# Aim of the exercise
Nothing but the lines holding the string "freeze" should appear in the answer. Copy them from the entries.

# Input data
PR #125, opened 2019-04-26
Move Protobuf Docs to proto_docs directory

### LINKED ISSUE #123: Documentation directory outside of lib?
The generator currently creates a bunch of documentation files in the `/lib/doc` directory. This location should be fine, as we are not expecting anyone to require those file paths. However, it is still possible. Currently we have added a `raise` statement with an error message stating that these files are not intended to be loaded. That said, what about placing this directory outside of `/lib`, and configuring the `.yardoc` file to load the files in that directory as well? That would allow YARD to know about the documentation, but avoid the issues of accidentally requiring the files. Thoughts?

blowmage:
This PR moved the generated documentation files outside of `/lib` so it can't be required or loaded.

[closes #123]


quartzmo:
Any other suggestions for the name of the new directory?

blowmage:
I have a preference for simple names, but I didn't want to use `/doc` or `/docs` because I didn't want to conflict with YARD or RDoc. So I ended up with `/proto_docs` which felt the most descriptive. Do you have any other suggestions?

quartzmo:
I really tried, but I can't think of anything great. Anyone else?

PR #126, opened 2019-04-30
SCOPE Refactor

### LINKED ISSUE #102: Move ALL_SCOPES
Right now this is a constant on the Client class. It may make more sense for these values to be on the Credentials class, since Credentials is now service-specific and that is where they are used.

blowmage:
Since Credentials is now part of a service's generated output,
use Credentials::SCOPE and remove Client::ALL_SCOPES.
it makes more sense for the credentials to manage these values.

[closes #102]


gapic-generator-cloud/templates/cloud/service/client/_credentials.erb
```diff
@@ -3,7 +3,7 @@
 require "googleauth"
 <% end %>
 class <%= service.credentials_name %> < Google::Auth::Credentials
-  SCOPE = ["https://www.googleapis.com/auth/cloud-platform"]
+  SCOPE = <%= service.client_scopes.inspect %>
```
quartzmo: Can we freeze the assigned value of `SCOPE` here (and similarly in `gapic-generator`)?

blowmage: The Rubocop formatting will add it. This will go away eventually, so I don't really care to add a `.freeze` here.

quartzmo: Sounds good. Want to add a comment explaining where this is headed/ why it will go away?

PR #143, opened 2019-05-15
Allow accessing trailing metadata on streaming responses

blowmage:
This PR allows for accessing trailing metadata on streaming responses. It does this by removing the `stream_callback` callback and normalizes all return values and closure arguments to be the same, even for streaming responses.

For example, let's assume a client has an RPC method `streaming_rpc` that returns a stream of responses. Before this change, users could use the method's closure to process each streamed response:

```ruby
client.streaming_rpc stream_input do |response|
  process_response response
end
```

With this PR users will not need to iterate over the Enumerable that is returned from the RPC method:

```ruby
responses = client.streaming_rpc stream_input

Thread.new do
  responses.each do |response|
    process_response response
  end
end
```

Why does this have to change? Because the only way we to expose trailing metadata is by using the method closure to pass both the response and the gRPC Operation object that contains the trailing metadata:

```ruby
client.streaming_rpc stream_input do |responses, operation|
  # pull off trailing metadata from the grpc operation
end
```

Therefore, all client RPC methods now use the same API for RPC method closures. Whether it is a normal response, streaming response, paginated response, LRO Operation, etc...


blowmage:
This PR has been rebased on latest master.

quartzmo:
@blowmage 

1. What are the pros and cons of this approach?

2. It might help to add before and after examples to the PR, since it's pretty hard to quickly grasp the change given the number of files in this PR.

blowmage:
PR description has been updated with example code demonstrating the changes.

PR #146, opened 2019-05-20
Fix Showcase acceptance tests

blowmage:
The tests use GRPC, but Gax recently fixed loading grpc too early.
Because of this, the tests need to require grpc in order to use it.


blowmage:
These changes were included in #145, which was accepted and merged. Therefore this PR can be closed.

PR #155, opened 2019-05-30
Switch Client to positional args

blowmage:
This PR changes the Client RPC methods to use positional arguments instead of the mixed positional/named arguments. This is needed to work around Protobuf [adding the `#to_hash` method to the resource classes](https://github.com/protocolbuffers/protobuf/pull/6166).

This PR is dependent on googleapis/gax-ruby#208.

### DIFF
--- a/gapic-generator/templates/default/service/client/method/docs/_request_normal.erb
+++ b/gapic-generator/templates/default/service/client/method/docs/_request_normal.erb
@@ -3,5 +3,12 @@
 <%- if method.doc_description -%>
 <%= indent method.doc_description, "#   " %>
 <%- end -%>
-# @param options [Google::Gax::ApiCall::Options, Hash]
+#
+#   When using a hash, the following fields are supported:
+#
+<%- method.arguments.each do |arg| -%>
+#   * `<%= arg.name %>` (`<%= arg.doc_types %>`)<%- if arg.doc_description -%>:
+<%= indent arg.doc_description, "#     " %>
+<%- end -%>
+<%- end -%># @param options [Google::Gax::ApiCall::Options, Hash]
 #   Overrides the default settings for this call, e.g, timeout, retries, etc. Optional.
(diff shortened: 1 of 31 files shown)


gapic-generator/templates/default/service/client/method/docs/_request_normal.erb
```diff
@@ -1,25 +1,7 @@
...
-#   @param options [Google::Gax::ApiCall::Options, Hash]
-#     Overrides the default settings for this call, e.g, timeout, retries, etc.
-<%- if method.arguments.find { |arg| arg.name == "options" } -%>
-#
-#     If you want to provide a {<%= method.request_type %>#options}
-#     value you will need to pass all attributes in a Hash instead of using
-#     named arguments.
+<%= indent method.doc_description, "#   " %>
 <%- end -%>
+# @param options [Google::Gax::ApiCall::Options, Hash]
```
quartzmo: Add `nil` to the`options` types list?

blowmage: Since `nil` is the default value, we usually leave it off. Although we add "Optional."

blowmage: Added "Optional." to the `options` documentation.

gapic-generator/templates/default/service/client/method/docs/_request_normal.erb
```diff
@@ -3,5 +3,12 @@
 <%- if method.doc_description -%>
 <%= indent method.doc_description, "#   " %>
 <%- end -%>
-# @param options [Google::Gax::ApiCall::Options, Hash]
+#
+#   When using a hash, the following fields are supported:
+#
+<%- method.arguments.each do |arg| -%>
+#   * `<%= arg.name %>` (`<%= arg.doc_types %>`)<%- if arg.doc_description -%>:
```
quartzmo: What do you think about using square brackets for the types list, like YARD does?

blowmage: This is markdown content, and not using YARD markup. Users won't ever see the square brackets used by YARD. I thought it would make more sense to see the type in parens on the generated documentation.

PR #157, opened 2019-05-30
 Use Gax header helper

blowmage:
Move this common code to Gax so the GAPIC client can do less. This is dependent on googleapis/gax-ruby#210.


blowmage:
> Without running tests for the clients, it's hard for me to be certain that this change will work as intended in the generated clients

CI runs the showcase acceptance tests, which generate a client and use it to make calls. So if we have a green build I'm fairly confident in it working.

PR #180, opened 2019-06-27
Add gapic-common gem

blowmage:
Replaces google-gax 2.0 in order to avoid dependency conflicts.


blowmage:
@dazuma Should we remove the coverage stuff before merging? Or would you like to have this on all PRs moving forward?

PR #197, opened 2019-08-09
Add gen task to gapic gem

blowmage:


blowmage:
The top-level `rake gen` task breaks because this task is missing. We have similar no-op tasks in gapic-common and shared.

PR #198, opened 2019-08-09
Rename CallOptions

blowmage:
* Move CallOptions up a namesapce
* Nest RetryPolicy under CallOptions
* Move ApiCall under Grpc::Stub


jbolinger:
Looks like the showcase tests need to be updated as well?

blowmage:
> don't you ever get tired of renaming things 😄?

I do not.

PR #1495, opened 2024-07-18
integrate survey pop-up using GC invitation-manager

RabiaSajjad:
Source: https://github.com/ServiceCanada/invitation-manager


JVickery-TBS (commented):
@RabiaSajjad just wanted to confirm if we needed the IM on JUST "dataset pages" or also the resource pages?

Also wanted to confirm if we need IM for the Registry as well? If not, then in the templates you can use `g.is_registry`

ckanext/canada/assets/invitation-manager/InvitationManager.js
JVickery-TBS, line 1: @RabiaSajjad could you actually put these scripts into `invitation-manager/vendor/` as these are not our JS files. And then just update the `webassets.yml` outputs to include `vendor/`

JVickery-TBS (changes requested):

RabiaSajjad:
> @RabiaSajjad just wanted to confirm if we needed the IM on JUST "dataset pages" or also the resource pages?
> 
> Also wanted to confirm if we need IM for the Registry as well? If not, then in the templates you can use `g.is_registry`

We only need the survey pop-up on Portal dataset pages.

PR #1496, opened 2024-07-23
Round Money DS Types in Triggers

JVickery-TBS:
The money psql type is not rounding to 2 decimal places. Use DB triggers to round before inserting into tables.

### DIFF
--- a/changes/1496.changes
+++ b/changes/1496.changes
@@ -1,0 +1,1 @@
+Money fields for PD types now get rounded to 2 decimals when inserting into the database.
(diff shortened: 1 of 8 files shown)


JVickery-TBS:
Got some basic rounding tests, and some tests for nullish values. E.g. `None` or empty string on non required fields should stay null.

wardi:
note that while we mark these fields as "money" recombinant is converting that to "numeric" for postgres because the postgres "money" type inserts `$` in the output making the values strings instead of numbers

wardi (approved):

PR #1498, opened 2024-07-29
add feature to delete selected pd records

RabiaSajjad:


ckanext/canada/view.py
```diff
@@ -579,6 +580,72 @@ def type_redirect(resource_name, dataset_id=None):
                                    owner_org=owner_org_name))
 
 
+@canada_views.route('/recombinant/delete-selected-records/<resource_id>', methods=['GET', 'POST'])
+def delete_selected_records(resource_id):
+    lc = LocalCKAN(username=g.user)
+
+    if request.method != 'POST' or not h.check_access('datastore_records_delete',
```
JVickery-TBS, line 587: You will want to move the `request.method` condition to below. Condition the `request.method == 'POST'` along with the `'cancel' in request.form` stuff. E.g. `if request.method == 'POST' and 'confirm' in request.form ...then do the actual delete`

ckanext/canada/view.py
```diff
@@ -579,6 +580,72 @@ def type_redirect(resource_name, dataset_id=None):
...
+        abort(403, _('User {0} not authorized to update resource {1}'
+                     .format(str(g.user), resource_id)))
+
+    try:
+        res = lc.action.resource_show(id=resource_id)
+        pkg = lc.action.package_show(id=res['package_id'])
+        org = lc.action.organization_show(id=pkg['owner_org'])
+        dataset = lc.action.recombinant_show(
+            dataset_type=pkg['type'], owner_org=org['name'])
+    except NotFound:
```
JVickery-TBS, line 598: We should also catch `NotAuthorized` here as well just in case so we can avoid any 500 errors. CKAN and Ian tend to like to return 404's for NotAuthorized errors instead of 403s. So you can just do `except (NotFound, NotAuthorizaed)`

ckanext/canada/templates/package/wet_datatable.html
```diff
@@ -99,6 +99,40 @@ <h2 id="prtable">{{_("Preview")}}</h2>
...
+              name: 'resource_name'
+            }));
+            form.append($('<input>').attr({
+              type: 'hidden',
+              value: "{{request.cookies.token}}",
+              name: 'token'
+            }));
+            form.append($('<input>').attr({
+              type: 'hidden',
+              value: {{primary_keys}},
```
JVickery-TBS, line 121: Add `| tojson` filter for the `primary_keys`, which solves any encoding issues with Jinja2

JVickery-TBS (changes requested):
@RabiaSajjad sweet looks pretty good, basically just a modified version of Recombinant's `records_delete`. So if Ian has any feedback we can just blame him for his `records_delete` from Recombinant.

Just the minor above comments.

Did you end up doing it by the `_id` field? Or were you able to just do it by the primary keys? and we are going to fix that validation on the commas in datastore primary keys in that other PR?

RabiaSajjad:
> @RabiaSajjad sweet looks pretty good, basically just a modified version of Recombinant's `records_delete`. So if Ian has any feedback we can just blame him for his `records_delete` from Recombinant.
> 
> Just the minor above comments.
> 
> Did you end up doing it by the `_id` field? Or were you able to just do it by the primary keys? and we are going to fix that validation on the commas in datastore primary keys in that other PR?

@JVickery-TBS it is done using primary keys. I wasn't able to access the `_id` field since `get_chromo` returns fields from the yaml file.

ckanext/canada/view.py
```diff
@@ -579,6 +580,72 @@ def type_redirect(resource_name, dataset_id=None):
...
+        pkg = lc.action.package_show(id=res['package_id'])
+        org = lc.action.organization_show(id=pkg['owner_org'])
+        dataset = lc.action.recombinant_show(
+            dataset_type=pkg['type'], owner_org=org['name'])
+    except (NotFound, NotAuthorized):
+        abort(404, _('Not found'))
+
+    records = request.form.getlist('select-delete')
+
+    if request.method != 'POST' or 'cancel' in request.form:
```
JVickery-TBS, line 603: @RabiaSajjad sorry, the condition should go in the below if, something like `if request.method == 'GET` or 'confirm' not in request.form:`

That way in CKAN 2.10, the GET will be handled correctly for rendering the confirm delete template.

JVickery-TBS (approved):
Looks good

JVickery-TBS:
@RabiaSajjad I threw in a quick example of showing the primary keys in a table like DS Audit shows. Of course it will only show the primary keys as we do not have any of the other data in the request, so up to you if you want to show more with some datastore search thing

JVickery-TBS:
@RabiaSajjad This one is hot to go

PR #1501, opened 2024-08-09
Translate errors for triggers + fix incorrect translation for resource type

RabiaSajjad:


ckanext/canada/triggers.py
```diff
@@ -18,7 +18,7 @@ def update_triggers():
         definition=u'''
             BEGIN
                 IF (value = '') IS NOT FALSE THEN
-                    RETURN ARRAY[[field_name, 'This field must not be empty']];
+                    RETURN ARRAY[[field_name, _('This field must not be empty')]];
```
JVickery-TBS, line 21: @RabiaSajjad we cannot use the gettext in here as these are just literals that go the DB functions. So this would create the DB trigger with `_()` which does not exist in PSQL.

Not too sure how to accomplish getting these through gettext. Will take a gander after lunch

JVickery-TBS (approved):
@RabiaSajjad this one is good to go too

PR #1503, opened 2024-08-16
2024 Service Inventory

JVickery-TBS:
Need to figure out a couple of things for this still. But almost at a point to test out things one field at a time to make sure we got everything.


ckanext/canada/triggers.py
```diff
@@ -110,12 +125,39 @@ def update_triggers():
...
+            {u'argname': u'error', u'argtype': u'_text', u'argmode': u'out'}],
+        rettype=u'record',
+        definition=u'''
+            DECLARE
+                value_trimmed text := trim(both E'\t\n\x0b\x0c\r ' from value);
+            BEGIN
+                IF value IS NOT NULL AND value <> '' AND LENGTH(value_trimmed) > max_chars THEN
+                    error := ARRAY[[field_name, 'This field has a maximum length of {} characters.\uF8FF' || max_chars]];
+                END IF;
+                IF value IS NULL OR value = '' THEN
```
wardi, line 154: empty strings get converted to NULL but all-whitespace strings get trimmed to an empty string? that's not idempotent

ckanext/canada/triggers.py
```diff
@@ -110,12 +125,39 @@ def update_triggers():
...
+                    clean := NULL;
+                ELSE
+                    clean := ARRAY(SELECT value_trimmed);
```
wardi, line 157: I don't understand why this is needed

ckanext/canada/triggers.py
JVickery-TBS: what should happen with empty strings? just allow them?

ckanext/canada/triggers.py
JVickery-TBS: the null part? or the trigger in general haha?

Will `value_trimmed` be null/empty string and we can just do the `clean := ARRAY(SELECT value_trimmed)`

ckanext/canada/triggers.py
wardi: I think it's better to always store strings in string values (i.e. empty string instead of a mix of empty strings and NULL values) because there's no useful distinction.

ckanext/canada/triggers.py
wardi: I mean the `ARRAY(SELECT value_trimmed)`, why can't we use `value_trimmed` directly?

wardi: Also it might be simpler to make the trimming and error generation separate functions that are called from the trigger one after the next.

ckanext/canada/tables/service.yaml
```diff
@@ -74,866 +98,1156 @@ resources:
...
+      en: |
+        This field must not be empty.
+        This field has a maximum length of 1800 characters.
+      fr: |
+        Cette zone ne doit pas être vide.
+        Ce champ ne peut excéder une longueur maximale de 1800 caractères.
+    occurrence: Single
+    datastore_type: text
+    max_chars: 1800
+    excel_error_formula: 'OR({default_formula},LEN(TRIM({cell}))>1800)'
```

# Your response
quartzmo: Can we freeze the assigned value of `SCOPE` here (and similarly in `gapic-generator`)?
blowmage: The Rubocop formatting will add it. This will go away eventually, so I don't really care to add a `.freeze` here.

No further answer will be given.